Die Bundesautobahn A 9 Nürnberg - München stellt für den Straßenverkehr in Bayern die wichtigste Nord-Süd-Achse dar und ist bereits heute eine der am stärksten befahrenen Autobahnen Deutschlands. Da nach einer vorliegenden Verkehrsprognose das Verkehrsaufkommen auch zukünftig weiter ansteigen wird, plante die Autobahndirektion Südbayern zwischen Allershausen und dem Autobahnkreuz Holledau in einem weiteren Teilbereich die temporäre Freigabe der vorhandenen Seitenstreifen als Sofortlösung zu realisieren (Bauabschnitt II-1 - Nord).

Dieser Abschnitt erstreckt sich in nördlicher Fahrtrichtung von Str.-km 481,250 bis Str.-km 497,555. Die bauliche Umsetzung des oben genannten Projektes erfolgte unter äußerst straffen zeitlichen Vorgaben. Daher wurde vorgesehen, dass die Bauarbeiten größtenteils im 24 h-Betrieb und 7 Tage pro Woche durchgeführt wurden.

 

Projekt wurde fertiggestellt

Die Bauarbeiten wurden termingerecht zum 2. Oktober 2014 beendet. Seit Sonntag, 12. Oktober 2014 ist die Verkehrsführung in beiden Fahrtrichtungen komplett abgebaut. Somit konnte die Baumaßnahme in Rekordzeit und planmäßig abgeschlossen werden.

Im nächsten Jahr wird die Fahrbahn in Fahrtrichtung München nach dem gleichen System erneuert und für die Seitenstreifenfreigabe vorbereitet.

 

ZDF-Reportage "Die Staumacher", A 9

Am Sonntag, 21. September 2014 zeigte die "ZDF.reportage" den Bericht "Die Staumacher". Bei dem Bericht wurde hinter die Kulissen der Großbaustelle A 9 vor München geblickt und zeigt, wie hart der Job der "Staumacher" ist: 24 Stunden am Tag, Maloche rund um die Uhr.

http://www.zdf.de/ZDFmediathek#/beitrag/video/2238824/Die-Staumacher

 

Minister Herrmann besichtigt Nachtbaustelle der A 9

Anfang August informierte Bau- und Verkehrsminister Joachim Herrmann bei einem Besuch an der Nachtbaustelle am Autobahnparkplatz Eichfeld über das aktuelle Baugeschehen an der Großbaustelle A 9 zwischen Allershausen und dem Autobahndreieck Holledau.

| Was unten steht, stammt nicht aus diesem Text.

PR #364, opened 2025-07-22
First draft of joins of maps. Investigating join construction soon.

IanRay11:
Join of maps is defined. Soon I will investigate the join construction paper and see the extent to which the flattening lemma is required.

### DIFF
--- a/source/UF/JoinConstruction.lagda
+++ b/source/UF/JoinConstruction.lagda
@@ -112,7 +112,7 @@ approximations.
 
 \end{code}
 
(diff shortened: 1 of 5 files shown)


martinescardo:
What is the status of this PR. @IanRay11 ?

IanRay11:
I have intentions of returning to this but it's not a priority and will likely require quite a bit of effort to work out what results for pushouts I need. I don't think I need full descent theorems but something of that flavor for certain.

PR #367, opened 2025-08-13
Record asserting the existence of pushouts of arbitrary spans

IanRay11:
…olymorphically


tomdjong:
@IanRay11 I think that the following line is a little unclear.
> We now provide a record that allows the existence of pushouts to be assumed polymorphically.

How about this instead?
> We now provide a record that asserts the existence of pushouts of arbitrary spans.

PR #369, opened 2025-08-19
Subtypes are locally small (wrt reference universe)

IanRay11:
I also removed an inlined equivalence argument from a special case of my lemma, since it was later added to the library.


tomdjong:
Nice! Could you add your result and `small-implies-locally-small` both up so that they follow right after `subtype-is-locally-small` and go before the set replacement stuff, please?

IanRay11:
@tomdjong this required moving up the introduction of locally_small and I gave a brief comment about the generalization even though this wasn't my addition (hope that is fine).

PR #370, opened 2025-08-21
Forms of replacement and their logical equivalence

IanRay11:
…alence

### DIFF
--- a/source/UF/Replacement.lagda
+++ b/source/UF/Replacement.lagda
@@ -9,8 +9,8 @@ from the set theoretic axiom of replacement, where the set vs class distinction
 provides a notion of size. In type theory, this statement may be assumed or
 proven depending on the context. We also mention that the file UF/Size.lagda
 defines 'set replacement' which restricts type replacement to those maps whose
-codomain is a set (in the sense of univalent foundations). We will drop the term
-'axiom' and call it 'type replacement' or simply 'replacement' when there is no
+codomain is a set (in the sense of univalent foundations). We will drop the word
+'axiom' and write 'type replacement', or simply 'replacement' when there is no 
 risk of confusion with set replacement.
 
 The statement of type replacement is as follows:


source/UF/Replacement.lagda
```diff
@@ -0,0 +1,107 @@
...
+
+The type theoretic axiom of replacement (section 24.5 of Introduction to
+Homotopy Type Theory by Egbert Rijke:
+https://ulrikbuchholtz.dk/hott1920/hott-intro.pdf)
+is a statement about the size of the image of a function when certain smallness
+assumptions are imposed on the domain and codomain. The nomenclature is derived
+from the set theoretic axiom of replacement, where 'sethood' provides a notion
+of size. In type theory, this statement may be assumed or proven depending on
+the context. Thus, we will call it 'type replacement' or simply 'replacement'
+(when there is no risk of confusion with set replacement).
```
tomdjong: There should also be a reference to Set Replacement, as defined in `UF/Size`, which is where we restrict to situations where the codomain is a set.

source/UF/Replacement.lagda
```diff
@@ -0,0 +1,107 @@
...
+
+The statement of type replacement is as follows:
+The image of a map f : A → X, from a small type A to a locally small type X, is
+itself small.
+
+Note: some authors use the term 'essentially small' for what the TypeTopology
```
tomdjong, line 20: Typo: the TypeTopology

source/UF/Replacement.lagda
```diff
@@ -0,0 +1,107 @@
...
+refers to as simply 'small'. Although, often times it is desirable to explicitly
+state the universe with which a type is small relative to, as you will see in
```
tomdjong: *with which a type is small relative to* — Can you rephrase this in a simpler way please?

source/UF/Replacement.lagda
```diff
@@ -0,0 +1,107 @@
...
+the code below.
+
+Type replacement is provable in the presence of a certain class of higher
+inductive types (HITs). In particular, "The Join Construction" by Egbert Rijke
+(https://arxiv.org/abs/1701.07538.) provides a construction that allows a proof
+of type replacement in the presence of 'graph quotients'. More conservativly one
```
tomdjong: Typo: conservativly

source/UF/Replacement.lagda
```diff
@@ -0,0 +1,107 @@
...
+itself small.
+
+Note: some authors use the term 'essentially small' for what the TypeTopology
+refers to as simply 'small'. Although, often times it is desirable to explicitly
+state the universe with which a type is small relative to, as you will see in
+the code below.
+
+Type replacement is provable in the presence of a certain class of higher
+inductive types (HITs). In particular, "The Join Construction" by Egbert Rijke
+(https://arxiv.org/abs/1701.07538.) provides a construction that allows a proof
```
tomdjong: Bit convoluted: *a construction that allows a proof*.

source/UF/Replacement.lagda
```diff
@@ -0,0 +1,107 @@
...
+of type replacement in the presence of 'graph quotients'. More conservativly one
+may carry out this construction merely with pushouts (in fact, one only requires
+the join of maps and sequential colimits, which are instances of pushouts).
+This route is actively being explored in other TypeTopology files.
+
+It is worth noting that the status of type replacement in the hierarchy of HIT
```
tomdjong: What does hierarchy of HIT strength mean when type replacement is not itself a HIT?

source/UF/Replacement.lagda
```diff
@@ -0,0 +1,107 @@
...
+
+\end{code}
+
+We begin by giving a precise statement of type replacement.
+
+\begin{code}
+
+module _ {𝓥 : Universe} where
+
+ Replacement : {𝓤 𝓦 : Universe} → (𝓥 ⁺) ⊔ (𝓤 ⁺) ⊔ (𝓦 ⁺) ̇
```
tomdjong: You can replace `(𝓥 ⁺) ⊔ (𝓤 ⁺) ⊔ (𝓦 ⁺)` by `(𝓥 ⊔ 𝓤 ⊔ 𝓦) ⁺`.

source/UF/Replacement.lagda
```diff
@@ -0,0 +1,107 @@
...
+                             → Replacement {𝓤} {𝓦} → Replacement' {𝓤} {𝓦}
+ Replacement-to-Replacement' 𝓡 {_} {X} f A-small X-loc-small f-surj
+  = smallness-closed-under-≃ I II
+  where
+   I : image f is 𝓥 small
+   I = 𝓡 f A-small X-loc-small
+   II : image f ≃ X
+   II = surjection-≃-image f f-surj
+
+ open propositional-truncations-exist pt
```
tomdjong: This should be done at the top somewhere.

tomdjong (changes requested):
Thanks!

source/UF/Replacement.lagda
IanRay11: I'll try to give a more precise rewording.

source/UF/Replacement.lagda
```diff
@@ -0,0 +1,108 @@
...
+
+The type theoretic axiom of replacement (section 24.5 of Introduction to
+Homotopy Type Theory by Egbert Rijke:
+https://ulrikbuchholtz.dk/hott1920/hott-intro.pdf)
+is a statement about the size of the image of a function when certain smallness
+assumptions are imposed on the domain and codomain. The nomenclature is derived
+from the set theoretic axiom of replacement, where 'sethood' provides a notion
+of size. In type theory, this statement may be assumed or proven depending on
+the context. Thus, we will call it 'type replacement' or simply 'replacement'
+when there is no risk of confusion with set replacement (see Size.lagda).
```
tomdjong: Sorry but now the comment is more confusing than before as it currently suggests that `set` in `set replacement (see Size.lagda)` corresponds to *size* (set vs class), but it doesn't, it refers to a truncation level.

source/UF/Replacement.lagda
```diff
@@ -0,0 +1,108 @@
...
+inductive types (HITs). In particular, "The Join Construction" by Egbert Rijke
+(https://arxiv.org/abs/1701.07538.) uses 'graph quotients' to give an
+alternative construction of the image where type replacement can be proven.
+More conservatively one may carry out this construction merely with pushouts
+(in fact, one only requires the join of maps and sequential colimits, which are
+instances of pushouts). This route is actively being explored in other
+TypeTopology files.
+
+It is worth noting that the status of type replacement's strength relative to
+other HITs is not completely understood, but it appears to be weaker than the
```
tomdjong: Remove "other" as type replacement itself is not a HIT. Maybe also rephrase to "relative to the strength of adding certain HITs".

source/UF/Replacement.lagda
```diff
@@ -0,0 +1,108 @@
...
+assumption that pushouts exist (this observation will follow from a forthcoming
+write up by Reid Barton). In light of this, it is reasonable to explore type
+replacement and use it as an independent assumption when neccesary.
+
+\begin{code}
+
+{-# OPTIONS --safe --without-K #-}
+
+
```
tomdjong: Remove one of the double blank lines.

tomdjong (changes requested):

source/UF/Replacement.lagda
```diff
@@ -0,0 +1,110 @@
+Ian Ray, 17th August 2025.
+
+The type theoretic axiom of replacement (section 24.5 of Introduction to
+Homotopy Type Theory by Egbert Rijke:
+https://ulrikbuchholtz.dk/hott1920/hott-intro.pdf)
+is a statement about the size of the image of a function when certain smallness
```
tomdjong, line 6: Sorry, but I'm still not 100% happy with this paragraph. 
1. > In type theory, this statement may be assumed or proven depending on the context. Thus, we will call it 'type replacement' or simply 'replacement'.

   Why "Thus", i.e., why does the first claim mean that those names are suitable?

1. Maybe the following is clearer.
   > The nomenclature is derived from the set theoretic axiom of replacement, where the set vs class distinction provides a notion of size.

1. Maybe the last bit can be replaced by the following.
   > We also mention that the file UF/Size.lagda defines 'set replacement' which restricts type replacement to those maps whose codomain is a set in the sense of univalent foundations. This set replacement principle is equivalent to having small set quotients, see Quotient/index.lagda.

IanRay11:
I addressed 2) and 3).

source/UF/Replacement.lagda
```diff
@@ -0,0 +1,112 @@
...
+assumptions are imposed on the domain and codomain. The nomenclature is derived
+from the set theoretic axiom of replacement, where the set vs class distinction
+provides a notion of size. In type theory, this statement may be assumed or
+proven depending on the context. We will drop the term 'axiom' and call it
```
tomdjong: The explanation for dropping the word 'axiom' is clear, thanks! 
What is still confusing is that when you write *no risk of confusion with set replacement*, it is not clear what *set replacement* refers to. Is it the set theoretic axiom of replacement? Or is the set replacement from `UF/Size.lagda` (which has not been introduced yet at this point!)?

IanRay11:
What if I put that sentence last? Also, I think this part "This set replacement principle is equivalent to having small set quotients, see Quotient/index.lagda." is not neccesary here, what do you think? @tomdjong

IanRay11 (commented):
NA

source/UF/Replacement.lagda
```diff
@@ -7,12 +7,11 @@ is a statement about the size of the image of a function when certain smallness
...
-'type replacement' or simply 'replacement' when there is no risk of confusion
-with set replacement. We also mention that the file UF/Size.lagda defines 'set
-replacement' which restricts type replacement to those maps whose codomain is
-a set in the sense of univalent foundations. This set replacement principle is
-equivalent to having small set quotients, see Quotient/index.lagda.
+proven depending on the context. We also mention that the file UF/Size.lagda
+defines 'set replacement' which restricts type replacement to those maps whose
+codomain is a set (in the sense of univalent foundations). We will drop the term
+'axiom' and call it 'type replacement' or simply 'replacement' when there is no
+risk of confusion with set replacement.
```
tomdjong, line 14: This is much better, but I suggest a further small revision.
```quote
We will drop the word 'axiom' and write 'type replacement', or simply 'replacement' when there is no 
risk of confusion with set replacement.
```

IanRay11: test

PR #384, opened 2025-10-14
Basic facts about exponentiating natural numbers and their order

tomdjong:


source/Naturals/Order.lagda
```diff
@@ -938,3 +951,43 @@ double-reflects-< {zero} {succ y} _ = ⋆
...
+
+\begin{code}
+
+open import Naturals.Exponentiation
+
+exponential-positive-if-base-positive : (n m : ℕ) → 0 < n → 0 <ℕ n ℕ^ m
+exponential-positive-if-base-positive n zero _ = ⋆
+exponential-positive-if-base-positive n@(succ n') (succ m) l = II
+ where
+  IH : 0 <ℕ (n ℕ^ m)
```
martinescardo: Could we use the notation `<` rather than `<ℕ` here and other places (also for `≤ℕ`). Like is done is lines 809-812, for example.

martinescardo: Also `ℕ^` could be replaced by `^` e.g. with suitable use of `renaming` and/or `hiding` when importing.

tomdjong: Will do!

PR #393, opened 2025-11-20
Add syntax for definitional equational/equivalence reasoning steps.

cangiuli:
Following some discussion with @martinescardo both privately and on [this gist](https://gist.github.com/cangiuli/f6aa6fcc6d67a727c8a01ac0b06b997c), I have added special syntax for reflexive steps in equational (and equivalence) reasoning chains that are made explicit for reasons of readability. As described in the above gist, these new combinators do not insert any unnecessary reflexive paths/equivalences into the chain, in contrast to the standard equational/equivalence combinator (in many but not all cases).

As this is my first time contributing to TypeTopology, please let me know if I am not following any of your conventions correctly.

I also want to note that there are a few things that one might want that are not (yet?) included in this PR, notably (1) explicitly including the rationale for these combinators in the library (e.g., by committing a version of the above gist), or (2) changing any of the current code to actually use these combinators. As discussed in the comments of the above gist, a simple `grep` reveals at least 991 occurrences of reflexive equational steps in TypeTopology, and at least 34 occurrences of reflexive equivalence steps.

### DIFF
--- a/README.md
+++ b/README.md
@@ -44,6 +44,7 @@ Please add yourself the first time you contribute.
 * Ayberk Tosun
 * Brendan Hart
 * Bruno Paiva
+* Carlo Angiuli
 * Chuangjie Xu
 * Cory Knapp
 * Ettore Aldrovandi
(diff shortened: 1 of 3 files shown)


martinescardo:
There is a folder called `gist` in `TypeTopology`.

Der Autobahnabschnitt werde mit einer Anlage zur temporären Seitenstreifenfreigabe in Spitzenverkehrszeiten ausgestattet, um die Stauanfälligkeit zu minimieren, so der Minister. Auf diese Weise wird die stark belastete Autobahn, die täglich von bis zu 150.000 Fahrzeugen frequentiert wird, bis zum geplanten achtstreifigen Ausbau deutlich entlastet.

Parallel zum Fahrbahnausbau werde die fast 40 Jahre alte Autobahn einschließlich aller Brücken und Entwässerungsanlagen generalsaniert, erläuterte Herrmann weiterhin. Dazu zählen Maßnahmen wie die Verstärkung mindertragfähiger Standstreifen, die Erneuerung der Schutzeinrichtungen im Mittelstreifen, die Verlegung von Beschleunigungs- und Verzögerungsstreifen sowie die Anlage von 24 Nothaltebuchten für Pannenfahrzeuge. Abschließend wird ein Lärm mindernder Belag über die gesamten Fahrbahnflächen aufgetragen.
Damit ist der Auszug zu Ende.